→ Work required: Can you restate the lines of the entries below, word for word, from the first one through the line that includes "This means that"?

→ Material provided:
PR #10218, opened 2026-04-09
Form rendering populates property array and makes Save enabled #10206

### LINKED ISSUE #10206: Form rendering populates property arrays and makes Save enabled
Partially relates to https://github.com/enonic/lib-admin-ui/issues/4330.

When we create a new content in CS we get an empty `.data` field in this content after initial create. Form rendering populates empty property arrays for every input so we could add/remove values, plus we add input occurrences according to `min` config value.

This means that persisted data value is not equal to the rendered value and we get Save button enabled.

As a fix let's make the wizard use rendered content form data as a base value for comparison, however this solution has it's potential flaws. For example: what if at some point we start rendering only visible part of the content form?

→ Reply:
PR #10218, opened 2026-04-09
Form rendering populates property array and makes Save enabled #10206

### LINKED ISSUE #10206: Form rendering populates property arrays and makes Save enabled
Partially relates to https://github.com/enonic/lib-admin-ui/issues/4330.

When we create a new content in CS we get an empty `.data` field in this content after initial create. Form rendering populates empty property arrays for every input so we could add/remove values, plus we add input occurrences according to `min` config value.

This means that persisted data value is not equal to the rendered value and we get Save button enabled.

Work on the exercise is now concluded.